Tools and implementations
The fuzzy logic regulatory inference method of Gormley et al [95] and its optimization for quicker time to inference is implemented in the platform independent Java programing language. Its source codes and precompiled binaries are freely available at the repository locations:
All statistical analysis was done in the R programing and computational statistics enviromment [59]. Network diagrams and analysis were also done using the Cytoscape tool, version 3.8.2 running on a Mac OS X 10.15.7 - x86_64 operating system.
Discussions
Though the prevalence of colon cancer appear to be on the decline particularly in the above 65 year olds, the rising incidence in the younger population remain of significant concern. Besides surgical excision of tumor tissue and the use of classical chemotherapeutic regiments such as 5-FU, oxaliplatin, irinotecan, capecitabine, leucovorin, etc. with or without radiation, the search for more rational therapy continue to gain traction. The approval of bevacizumab, panitumumab, and cetuximab for colorectal cancer buttress the potential clinical benefit of rationally designed therapies – targeted therapies developed to take advantage of unique alterations specific to cancer cells to maximize the desired therapeutic effect in malignant cells and minimize the toxicity in normal cells [121]. Currently approved for metastatic, stage IV or recurrent disease, other targeted therapies for colorectal cancer include aflibercept, ramucirumab, panitumumab, regorafenib, and pembrolizumab. These are designed against the VEGF, EGFR, or tyrosine kinases. Targeting the VEGF pathway, bevacizumab and ramucirumab are developed as monoclonal antibodies while aflibercept, a recombinant fusion protein. Cetuximab and panitumumab, targets the EGFR pathway upstream of KRAS, and particularly effective in non-KRAS activating mutation cancers. More recently approved based on on data from 149 patients with MSI-H or DNA mismatch repair cancers enrolled across 5 uncontrolled, multicohort, multicenter, single-arm clinical trials, Pambrolizumab is an antibody that targets the programmed cell death 1 (PD-1) protein in patients with microsatellite unstable tumors – associated with germline defects in the MLH1, MSH2, MSH6, and PMS2 genes[122, 123]. The proposed relationship of pambrolizumab to the DNA mismatch repair genes or gene products (MLH1, MSH2, MSH6, and PMS2) is less direct, compared to that of bevacizumab, ramucirumab or aflibercept to VEGF. Pambrolizumab targets the PD-1 protein on T cells, preventing its association with the PD-L1 ligand on tumor cells, macrophages or other tumor-infiltrating lymphocytes and myeloid cells acting in concert to suppress T-cells activation[124]. T cell activation results from presentation of mutation-associated neoantigen (MANA) that results from protein products consequent to DNA mismatches in complex with the major histocompatibility complex (MHC) protein [125].

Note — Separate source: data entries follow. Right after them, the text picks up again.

PR #3543, opened 2025-07-15
gh: restore build task binary due to arduino rate limits

mmatczuk:
Fix

```
Run arduino/setup-task@v2
Error: API rate limit exceeded for 104.209.5.144. (But here's the good news: Authenticated requests get a higher rate limit. Check out the documentation for more details.)
```


mihaitodor (approved):
:shipit:

PR #3544, opened 2025-07-15
gh: skip unstable integration tests in CI

mmatczuk:


taskfiles/test.yml
```diff
@@ -21,13 +21,51 @@ tasks:
...
+        - ./internal/impl/gcp/enterprise/changestreams/metadata
+        - ./internal/impl/hdfs
+        - ./internal/impl/kafka
+        - ./internal/impl/mongodb
+        - ./internal/impl/mqtt
+        - ./internal/impl/mysql
+        - ./internal/impl/nanomsg
+        - ./internal/impl/nats
+        - ./internal/impl/opensearch
+        - ./internal/impl/postgresql
```
rockwotj, line 40: Why is this skipped? It should work fine in CI

mmatczuk: But it didn't. Maybe we should run each in separate runner to make it parallel and not dependent on other test failures.

Issue #3348, opened 2025-04-17
cassandra: add support for RackAwareRoundRobinPolicy and DCAwareRoundRobinPolicy


mmatczuk:
Add possibility to specify DC and Rack for ScyllaDB/Cassandra (using gocql).

Modify cassandra [inputs](https://docs.redpanda.com/redpanda-connect/components/inputs/cassandra/) and [outputs](https://docs.redpanda.com/redpanda-connect/components/outputs/cassandra/) by adding `dc` and `rack` fields.

* If `dc` and `rack` is specified use RackAwareRoundRobinPolicy
* If only `dc` is specified use DCAwareRoundRobinPolicy
* If only `rack` is specified report error

PR #3545, opened 2025-07-15
Cassandra: Add support for DCAware, RackAware and TokenAware Selection Policies

jonny7:
Fixes https://github.com/redpanda-data/connect/issues/3348

This adds support for specifying the various Cassandra `HostSelectionPolicies`. It's implemented in a way that is non-breaking. E.g. not using the new `host_selection_policy` maintains the existing driver default, which is `gocql.RoundRobinHostPolicy`. Though in practice, this likely shouldn't be the default, as the `TokenAwareHostPolicy` allows requests to be routed to the node where the data resides, whereas the round-robin will often require a secondary hop via the coordinator node. As per the driver [docs ](https://github.com/apache/cassandra-gocql-driver) you can see that they also recommend this default.

> Some tips for getting more performance from the driver:
> Use the TokenAware policy

This is my first time working on the project, so let me know if there are any idioms or things I didn't follow correctly and i'll adjust

### DIFF
--- a/internal/impl/cassandra/shared.go
+++ b/internal/impl/cassandra/shared.go
@@ -197,7 +197,7 @@ func clientConfFromParsed(conf *service.ParsedConfig) (c clientConf, err error) 
 func newHostSelectionPolicy(localDC, localRack string) (gocql.HostSelectionPolicy, error) {
 	if localRack != "" {
 		if localDC == "" {
-			return nil, fmt.Errorf("localDC cannot be empty when localRack is set")
+			return nil, errors.New("localDC cannot be empty when localRack is set")
 		}
 		return gocql.RackAwareRoundRobinPolicy(localDC, localRack), nil
 	}


mmatczuk:
Thanks for contributing @jonny7. I noted your ScyllaDB certification, is this for Cassandra or ScyllaDB?

jonny7:
> Thanks for contributing @jonny7. I noted your ScyllaDB certification, is this for Cassandra or ScyllaDB?

Hi @mmatczuk 

The change is for Cassandra, if you see the linked driver docs and in particular it pertains to this https://github.com/apache/cassandra-gocql-driver/blob/trunk/policies.go

mmatczuk:
Thank you for the clarification, @jonny7 - much appreciated.

Personally, I think it would be preferable to expose only the `local_dc` and `local_rack` fields to users, and internally select the most suitable host selection policy based on that information.

Ideally, we should use `gocql.TokenAwareHostPolicy` as the primary policy. As a fallback, we might consider one of the following, in order of preference:
	•	gocql.RackAwareRoundRobinPolicy
	•	gocql.DCAwareRoundRobinPolicy
	•	gocql.RoundRobinPolicy
assuming the configuration is viable in each case.

Also worth noting: `TokenAwareHostPolicy` supports options like `gocql.ShuffleReplicas` and `gocql.NonLocalReplicasFallback`. In my opinion, both should be enabled by default.

jonny7:
OK, If you're happy to change the default behaviour to `TokenAwareHostPolicy` I can do that. It actually makes the code easier.  I'll also set those other properties by default

internal/impl/cassandra/shared.go
```diff
@@ -84,6 +87,16 @@ func clientFields() []*service.ConfigField {
...
+		service.NewObjectField(cFieldHostSelectionPolicy,
+			service.NewStringField(cFieldHostSelectionPolicyLocalDC).
+				Description("The local DC to use, this is only applicable for the DC Aware & Rack Aware policies").
+				Optional(),
+			service.NewStringField(cFieldHostSelectionPolicyLocalRack).
+				Description("The local Rack to use, this is only applicable for the Rack Aware Policy").
+				Optional(),
+		).
+			Description("Optional host selection policy configurations. Defaults to TokenAwareHostPolicy with fallback of RoundRobinHostPolicy").
+			Advanced(),
```
mmatczuk, line 101: You can add a lint rule like that 

```
LintRule(`root = if this.local_rack != "" && this.local_dc == "" { "local_dc must be set if local_rack is set" }`).
```

internal/impl/cassandra/shared_test.go
```diff
@@ -0,0 +1,52 @@
...
+			localDC:            "",
+			localRack:          "",
+			expectedPolicyType: gocql.RoundRobinHostPolicy(),
+		},
+		{
+			name:               "Round Robin - Only Rack provided",
+			localDC:            "",
+			localRack:          "rack2",
+			expectedPolicyType: gocql.RoundRobinHostPolicy(),
+		},
```
mmatczuk: It seems like this should result in an error.

mmatczuk:
It looks like the docs could be updated to the new code, otherwise LGTM.

internal/impl/cassandra/shared.go
jonny7: Can I confirm this rule, I applied it, but it only triggers a lint failure if you actually supply `local_dc` in the config and leave it empty. If you skip the property all together, it doesn't trigger a linter fail.  I presume this is because the `local_dc` is optional and just not present. Is that the intended behavior you wanted?

mmatczuk: Good catch, I think there is also `this.exists("<name>")` function.

jonny7: OK thanks, I did find this in the bloblang docs, but wanted to check I understood correctly. I'll update

jonny7: Updated

internal/impl/cassandra/shared_test.go
jonny7: Thanks, made it so the `newHostPolicy` can return an error now that matches the linter rule and updated tests

jonny7:
> It looks like the docs could be updated to the new code, otherwise LGTM.

I re-ran the docs_gen tool also

internal/impl/cassandra/shared.go
```diff
@@ -164,5 +182,27 @@ func clientConfFromParsed(conf *service.ParsedConfig) (c clientConf, err error)
...
+			return
+		}
+	}
 	return
 }
+
+func newHostSelectionPolicy(localDC, localRack string) (gocql.HostSelectionPolicy, error) {
+	if localRack != "" {
+		if localDC == "" {
+			return nil, fmt.Errorf("localDC cannot be empty when localRack is set")
```
mmatczuk:
```suggestion
			return nil, errors.New("localDC cannot be empty when localRack is set")
```

mmatczuk (approved):

internal/impl/cassandra/shared.go
jonny7: Thanks

PR #3546, opened 2025-07-15
kafka(migrator): extract migrator integration tests to separate file and refactor for maintainability

mmatczuk:


internal/impl/kafka/integration_migrator_test.go
```diff
@@ -0,0 +1,929 @@
...
+
+		<-closeChan
+	})
+}
+
+// migratorPipeline is a helper type that encapsulates a
+// redpanda_migrator_offsets pipeline and provides methods for interacting with
+// it during tests.
+type migratorPipeline struct {
+	t          *testing.T
```
mihaitodor: I find it a bit odd to cache `t` in a struct. Would it not make more sense to pass it as a parameter to `Cleanup()`?

mihaitodor (approved):
That looks great, thank you for the refactor @mmatczuk! ❤️ Just one small comment, feel free to 🐑 🚀

internal/impl/kafka/integration_migrator_test.go
mmatczuk: Fixed.

PR #3549, opened 2025-07-16
gh: use matrix test for running integration tests

mmatczuk:
Remove task test:integration and leave test:integration-package. Move alias it to integration-package.


rockwotj:
> LGTM, but maybe a bit annoying to maintain since we'd have to update this list when adding new packages... Not sure if there's any way around it, though. Feel free to 🐑 🚀

We could have a CI task that ensures all the packages are listed here.

PR #3553, opened 2025-07-16
rpcplugin/python: implement clean shutdown

rockwotj:


public/plugin/python/src/redpanda_connect/_grpc.py
```diff
@@ -345,13 +354,19 @@ async def _serve_component(register: Callable[[grpc.aio.Server], None]):
...
     async def stop(sig: int):
-        _logger.info("stopping server")
-        await server.stop(grace=None)
+        if sig == signal.SIGTERM:
+            _logger.warning("Recieved SIGTERM stopping server immediately")
+            await server.stop(grace=None)
+        else:
+            _logger.info(f"Recieved {signal.strsignal(sig)} waiting for server close")
+            await closed_event.wait()
+            await server.stop(grace=30)
```
mmatczuk, line 369: Maybe I'm missing something but shouldn't the order here be reversed?

rockwotj: No we want to get the close RPC first, then shut the server down. If we shut the server down we immediately stop serving RPCs

mmatczuk: Gotcha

Analogous to pambrolizumab and other targeted therapies, vorinostat can act in both direct and indirect ways on the molecular pathways regulating oncogenic processes. In addition to inhibiting histone deacetylases, evidences also point to its effect on the posttranslational modification state of proteins involved in oncogenic and tumor supression processes. Vorinostat inhibits the removal of acetyl group from the ϵ-amino group of lysine residues of histone proteins by histone deacetylases (HDACs) maintaining chromatin in an expanded state and thus facilitating transcriptional activities of major regulatory gene products such as transcription factors, cell-signaling regulatory proteins, and proteins regulating cell death[35]. Particularly described is its effect on the cyclin-dependent kinase inhibitor 1A, CDKN1A (also known as p21, WAF1/CIP1) gene transcription[36]. Richon et al found that vorinostat selectively induces CDKN1A expresion[36]. By binding to cyclin dependent kinases, CDKN1A prevents the phosphorylation of cyclin-dependent kinase substrates and thus block cell cycle progression[126].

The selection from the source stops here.